Jackson ready to reap benefits after growing pains that followed mid-season trade to Pistons

Reggie Jackson
Reggie Jackson will have a lot put on his shoulders to create offense for the Pistons this season.
Allen Einstein/NBAE/Getty Images
by Keith Langlois
Web Editor

Until Greg Monroe made his exit official by signing with Milwaukee, Reggie Jackson still held out hope that he, Monroe and Andre Drummond could grow together and elevate the Pistons to contender status.

“Losing him was tough,” Jackson said. “We thought we could do something special with all three of us, if he was still here. I wish him the best.”

Jackson struggled through his first 11 games with the Pistons, perhaps hitting his low point in a March loss at Utah when he finished with 10 points, zero assists and five turnovers. Two days later, though, two things happened: Jackson, after a weekend of soul searching and consulting with family and his closest inner circle, relaxed and dazzled at practice; but near the end of that practice, Monroe injured his knee and would miss the next 11 games.

How much of it was the former and how much the latter, we’ll never know. But Jackson, playing in a more familiar offense with Monroe’s post presence swapped out for a shooter, registered 23 points and 20 assists the next night in a rousing win over Memphis and finished the season playing at an elite level. Now he comes into his first training camp as a Piston feeling entrenched, his comfort level further elevated by the security that comes with a reported five-year, $80 million contract signed over the summer.
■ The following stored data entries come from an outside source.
PR #70, opened 2018-09-28
Use Java 7 Files.createTempDirectory instead of creating file, deleti…

DaGeRe:
…ng it and create directory

The self-written mkdir deletes a temporary file with a prefix, deletes it and creates an directory with the same name. Creating a temporary file by Files.createTempDirectory so is cleaner and faster.


bodewig:
Many thanks. I agree this is cleaner, the existing method is a leftover of the time before we made Java7 our baseline.

While I don't think we consider the tests a public API of ours, the change would be smaller and keep perfect backwards compatibility if you "just" changed the implementation of `mkdir`.

bodewig:
I've just commited a minimal implementation of the suggested change, many thanks.

PR #74, opened 2019-02-11
Correct EOF check in ArArchiveInputStream

akbertram:
The original code appears to be checking for end-of-file
using the InputStream.available() method.

This however, misunderstands the InputStream API. The available()
method only returns an estimate, and cannot be used
to check for the remaining bytes in the file. From the documentation:

> Returns an estimate of the number of bytes that can be read (or
> skipped over) from this input stream without blocking by the next
> invocation of a method for this input stream. The next invocation
> might be the same thread or another thread.  A single read or skip of this
> many bytes will not block, but may read or skip fewer bytes.
> **Note that while some implementations of InputStream will return
> the total number of bytes in the stream, many will not.**  It is
> never correct to use the return value of this method to allocate
> a buffer intended to hold all data in this stream.

This patch includes a unit test that demonstrates the bug and
verifies the fix.

### DIFF
--- a/src/main/java/org/apache/commons/compress/archivers/ar/ArArchiveInputStream.java
+++ b/src/main/java/org/apache/commons/compress/archivers/ar/ArArchiveInputStream.java
@@ -121,13 +121,12 @@ public class ArArchiveInputStream extends ArchiveInputStream {
             trackReadBytes(1);
         }
 
-        if (input.available() == 0) {
-            return null;
-        }
-
         {
             final int read = IOUtils.readFully(input, metaData);
             trackReadBytes(read);
+            if (read == 0) {
+                return null;
+            }
             if (read < metaData.length) {
                 throw new IOException("truncated ar archive");
             }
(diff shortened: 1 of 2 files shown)


akbertram:
FYI: The coverage decrease reported by coveralls is in bzip2, which is untouched by this pull request.

https://coveralls.io/builds/21576720/source?filename=src/main/java/org/apache/commons/compress/compressors/bzip2/BlockSort.java

The Jenkins failure relates to a javadoc problem.

bodewig:
Thanks, I haven't looked at you PR so far, hope to find time the coming days.

But I fixed the javadoc error wit 844faded and made a note to self to check why none of the existing Jenkns builds for master caught this.

Don't worry about the coverage change, permille values seem to depend on the JRE and so the value depends on which travis build finishes first.

bodewig:
Had a look after I typed the last comment and realized this was good to go as it is. Many thanks again.

akbertram:
Terrific, thanks!

PR #76, opened 2019-04-08
COMPRESS-481 Allow passing memory limit to SevenZFile

theobisproject:


src/main/java/org/apache/commons/compress/archivers/sevenz/LZMA2Decoder.java
```diff
@@ -33,9 +34,12 @@
 
     @Override
     InputStream decode(final String archiveName, final InputStream in, final long uncompressedLength,
-            final Coder coder, final byte[] password) throws IOException {
+            final Coder coder, final byte[] password, int maxMemoryLimitInKb) throws IOException {
         try {
             final int dictionarySize = getDictionarySize(coder);
+            if ((dictionarySize / 1024) > maxMemoryLimitInKb) {
```
bodewig: I think you should call `LZMAInputStream.getMemoryUsage` rather than evaluate the dictionary size only. Too bad the constructor we use doesn't support the `memoryLimit` parameter other constructors allow.

src/main/java/org/apache/commons/compress/archivers/sevenz/LZMADecoder.java
```diff
@@ -34,11 +35,13 @@
 
     @Override
     InputStream decode(final String archiveName, final InputStream in, final long uncompressedLength,
-            final Coder coder, final byte[] password) throws IOException {
+            final Coder coder, final byte[] password, int maxMemoryLimitInKb) throws IOException {
         final byte propsByte = coder.properties[0];
         final int dictSize = getDictionarySize(coder);
         if (dictSize > LZMAInputStream.DICT_SIZE_MAX) {
             throw new IOException("Dictionary larger than 4GiB maximum size used in " + archiveName);
+        } else if ((dictSize / 1024) > maxMemoryLimitInKb) {
```
bodewig: I think you should call `LZMAInputStream.getMemoryUsage` rather than evaluate the dictionary size only. Too bad the constructor we use doesn't support the `memoryLimit` parameter other constructors allow.

src/main/java/org/apache/commons/compress/archivers/sevenz/LZMA2Decoder.java
bodewig: sorry about the previous comment which applied to `LZMAInputStream`. `LZMA2InputStream` also provides a static `getMemoryUsage` which might be a better option to calculate memory consumption.

bodewig:
Many thanks. Looks good, but see my inline comments.

Also I'd ask you to add  to `SevenZFile`'s javadocs that only some of the codecs will honor the memory limit.

Adding a blurb to http://commons.apache.org/proper/commons-compress/examples.html#Restricting_Memory_Usage would be good as well.

src/main/java/org/apache/commons/compress/archivers/sevenz/LZMADecoder.java
theobisproject: Didn't know about that. I changed the code according to your comment. Do

src/main/java/org/apache/commons/compress/archivers/sevenz/LZMA2Decoder.java
theobisproject: Code changed according to your comment.

theobisproject:
I added a paragraph to the example page. Feel free to change it afterwards.

bodewig:
Great, many thanks!

The Travis Build fails on Java 7 for unrelated reasons.

PR #81, opened 2019-06-17
Performance Improvement: Call toArray with 0 Array Size

DaGeRe:
Since Java 6, calling toArray with an array of size is faster than calling it with the size of the array (https://shipilev.net/blog/2016/arrays-wisdom-ancients/). This is also a PMD recommendation: https://pmd.github.io/latest/pmd_rules_java_performance.html#optimizabletoarraycall 
I changed this in the code.


bodewig:
many thanks, @DaGeRe

PR #82, opened 2019-10-21
Made some variable names more consistent with the other parts.

euske:
Hello, we're developing an automated system that detects inconsistent variable names in a large software project. Our system checks if each variable name is consistent with other variables in the project in its usage pattern, and proposes correct candidates if inconsistency is detected. This is a part of academic research that we hope to publish soon, but as a part of the evaluation, we applied our systems to your projects and got a few interesting results. We carefully reviewed our system output and manually created a patch to correct a few variable names. We would be delighted if this patch is found to be useful. If you have a question or suggestion regarding this patch, we'd happily
answer. Thank you.

### DIFF
--- a/src/main/java/org/apache/commons/compress/archivers/zip/BitStream.java
+++ b/src/main/java/org/apache/commons/compress/archivers/zip/BitStream.java
@@ -48,14 +48,14 @@ class BitStream extends BitInputStream {
     /**
      * Returns the integer value formed by the n next bits (up to 8 bits).
      *
-     * @param n the number of bits read (up to 8)
-     * @return The value formed by the n bits, or -1 if the end of the stream has been reached
+     * @param count the number of bits read (up to 8)
+     * @return The value formed by the count bits, or -1 if the end of the stream has been reached
      */
-    long nextBits(final int n) throws IOException {
-        if (n < 0 || n > 8) {
-            throw new IOException("Trying to read " + n + " bits, at most 8 are allowed");
+    long nextBits(final int count) throws IOException {
+        if (count < 0 || count > 8) {
+            throw new IOException("Trying to read " + count + " bits, at most 8 are allowed");
         }
-        return readBits(n);
+        return readBits(count);
     }
 
     int nextByte() throws IOException {
--- a/src/main/java/org/apache/commons/compress/archivers/zip/StreamCompressor.java
+++ b/src/main/java/org/apache/commons/compress/archivers/zip/StreamCompressor.java
@@ -259,9 +259,9 @@ public abstract class StreamCompressor implements Closeable {
     }
 
     void deflate() throws IOException {
-        final int len = def.deflate(outputBuffer, 0, outputBuffer.length);
-        if (len > 0) {
-            writeCounted(outputBuffer, 0, len);
+        final int length = def.deflate(outputBuffer, 0, outputBuffer.length);
+        if (length > 0) {
+            writeCounted(outputBuffer, 0, length);
         }
     }
 
--- a/src/main/java/org/apache/commons/compress/compressors/z/ZCompressorInputStream.java
+++ b/src/main/java/org/apache/commons/compress/compressors/z/ZCompressorInputStream.java
@@ -103,12 +103,12 @@ public class ZCompressorInputStream extends LZWInputStream {
     @Override
     protected int addEntry(final int previousCode, final byte character) throws IOException {
         final int maxTableSize = 1 << getCodeSize();
-        final int r = addEntry(previousCode, character, maxTableSize);
+        final int idx = addEntry(previousCode, character, maxTableSize);
         if (getTableSize() == maxTableSize && getCodeSize() < maxCodeSize) {
             reAlignReading();
             incrementCodeSize();
         }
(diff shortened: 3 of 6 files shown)


src/main/java/org/apache/commons/compress/compressors/z/ZCompressorInputStream.java
```diff
@@ -103,12 +103,12 @@ private void reAlignReading() throws IOException {
...
     protected int addEntry(final int previousCode, final byte character) throws IOException {
         final int maxTableSize = 1 << getCodeSize();
-        final int r = addEntry(previousCode, character, maxTableSize);
+        final int idx = addEntry(previousCode, character, maxTableSize);
         if (getTableSize() == maxTableSize && getCodeSize() < maxCodeSize) {
             reAlignReading();
             incrementCodeSize();
         }
-        return r;
+        return idx;
```
garydgregory: I am -1 to abbreviated names like "idx". I prefer "index" or, as a fallback for the brevity fans, the classic "i".

src/main/java/org/apache/commons/compress/utils/ByteUtils.java
```diff
@@ -71,16 +71,16 @@ public static long fromLittleEndian(byte[] bytes) {
     /**
      * Reads the given byte array as a little endian long.
      * @param bytes the byte array to convert
-     * @param off the offset into the array that starts the value
+     * @param offset the offset into the array that starts the value
```
garydgregory: +1

src/main/java/org/apache/commons/compress/archivers/zip/StreamCompressor.java
```diff
@@ -259,9 +259,9 @@ private void deflateUntilInputIsNeeded() throws IOException {
     }
 
     void deflate() throws IOException {
-        final int len = def.deflate(outputBuffer, 0, outputBuffer.length);
-        if (len > 0) {
-            writeCounted(outputBuffer, 0, len);
+        final int length = def.deflate(outputBuffer, 0, outputBuffer.length);
```
garydgregory: +1

src/main/java/org/apache/commons/compress/archivers/zip/BitStream.java
```diff
@@ -48,14 +48,14 @@ int nextBit() throws IOException {
...
      *
-     * @param n the number of bits read (up to 8)
-     * @return The value formed by the n bits, or -1 if the end of the stream has been reached
+     * @param count the number of bits read (up to 8)
+     * @return The value formed by the count bits, or -1 if the end of the stream has been reached
      */
-    long nextBits(final int n) throws IOException {
-        if (n < 0 || n > 8) {
-            throw new IOException("Trying to read " + n + " bits, at most 8 are allowed");
+    long nextBits(final int count) throws IOException {
```
garydgregory: +1

bodewig:
I am on the fence with this PR.

Personally I don't see any benefit in consistent naming of local variables as long as the local variables have names that can be understood. To me a local variable named `length` is in no way clearer than one called `len`.

We will never get a consistency at the level your tool is striving for on a project that relies on numerous volunteer contributors. I don't see myself frustrating contributors by asking them to rename their local variables on patches.

@garydgregory if you see value in this and want to merge the PR after the changes you've requested have been made I won't stand in the way but I'll otherwise ignore it myself.

garydgregory:
I don't care that the changes come from a tool, I am just looking to see if the code is easier to read, which admittedly is subjective of course. But yeah, I can bring in the PR at some point. But if this is just a PR where the poster does not come back and update the code or comment, then it will go nowhere.

src/main/java/org/apache/commons/compress/compressors/z/ZCompressorInputStream.java
euske: This suggestion for "idx" comes from a similar expression in UnshrinkingInputStream.java:

    60:        final int idx = addEntry(previousCode, character, MAX_TABLE_SIZE);
    61:        if (idx >= 0) {
    62:            isUsed[idx] = true;
    63:        }
    64:        return idx;
 
The use of "idx" is slightly more common than "index" throughout the project. In this case, there's already a variable that has a similar use, so the system picked it up. Our system doesn't create a new name but it tries to choose the best looking candidate to make the code consistent with a minimal amount of change.

euske:
> Personally I don't see any benefit in consistent naming of local variables as long as the local variables have names that can be understood. To me a local variable named `length` is in no way clearer than one called `len`.
> 
> We will never get a consistency at the level your tool is striving for on a project that relies on numerous volunteer contributors. I don't see myself frustrating contributors by asking them to rename their local variables on patches.

I think that's a valid concern. Our system proposed numerous small changes, but I only sent some of the most conspicuous ones. I would say that overall the variable naming in this project is pretty consistent. We're not insisting the change.

garydgregory:
Please rebase on master. Recent changes should allow all builds to be green including Java 16 and 17-EA.

garydgregory:
I think the consensus is that is not really worth it. Closing.

PR #85, opened 2019-10-28
COMPRESS-497 Handle missing endheader offset

Skyr:
Detect incomplete header (all zero bytes)
Try to guess end header by trying to parse the file at the end


src/main/java/org/apache/commons/compress/archivers/sevenz/SevenZFile.java
```diff
@@ -441,17 +441,81 @@ private Archive readHeaders(final byte[] password) throws IOException {
...
+            }
+        } else {
+            headerLooksValid = true;
+        }
+
+        if (headerLooksValid) {
+            final StartHeader startHeader = readStartHeader(startHeaderCrc);
+            return initializeArchive(startHeader, password, true);
+        } else {
+            // No valid header found - probably first file of multipart archive was removed too early. Scan for end header.
```
bodewig: Could you please extract the block starting here into a new method?

bodewig: actually I can do this kind of cosmetic change myself,  :-)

“I feel like I’ve been here. I feel like the guys know who I am and for the most part I know them,” he said. “Even though it was short, I was extremely blessed and privileged to come over here (for the remainder of the 2014-15 season). It was a tough struggle, but I think it’s going to pay off in the end. I truly believe that. Teammates are all ready to get into camp. It feels like we know each other more than if I was traded in the summer or signed and not coming in new. We did the whole (team-bonding trip) thing in Vegas, I got there and knew everybody vs. trying to meet everybody. I could arrange dinners and didn’t have to worry about knowing a guy’s phone number, what you like, don’t like. It’s already established.”

Jackson maintained his high level of play over the season’s final five games when Monroe returned and he’s convinced Van Gundy would have devised ways to make the offense hum with two post players had Monroe stayed. But he’s also enthused about the potential of an offense that will feature shooting from all four spots around Drummond this season.

“Just to have more floor space, we’re all going to be able to play off each other and let our big fella dominate the paint and eat all day down there on both ends of the floor,” he said. “I’m going to help by attacking the paint and it’s just going to open the floor for everybody else on catch and drives, catch and shoots. Hopefully, we make plays for each other. I’m looking forward to seeing how this team gels.”

Jackson spent the off-season working on his shot and imagining the possibilities on offense, but also preparing himself to help spread Van Gundy’s gospel on the necessity to become a defense-first team to his teammates. He sees a team with great potential to improve on that end given the greater size, athleticism and versatility added to their perimeter with Van Gundy’s off-season makeover.

“I think we have some size and athleticism, some heart, some dogs,” he grinned. “Stanley (Johnson) probably thinks he can guard one through five. He probably doesn’t know any better right now and I’m not going to tell him any different. I want him to believe that. He knows he’s going to have to defend. So does Marcus (Morris). He knows he’s going to have to defend that position every night and that’s an (isolation) position. I think they’re going to come into camp and be mentally ready for that and as a team as a whole, one through four, we’re going to try to make some things work.”

If it all doesn’t come together in preseason for a team that added up to five new players to the rotation, Jackson can draw on last season’s rocky orientation to buoy everyone’s spirits.

“It was frustrating and I was almost angry when I was going through it,” he said. “Happy to come here but angry the transition didn’t go as smoothly. But you’ve got to have some struggles before you have success. I’m happy. Hopefully, we have the struggles out of the way. I’m sure there are going to be some more – a learning curve. We’re still young. We’re still figuring things out. We brought in a whole bunch of new players, but hopefully we can jell and get to know each other and get off to a better start this season.”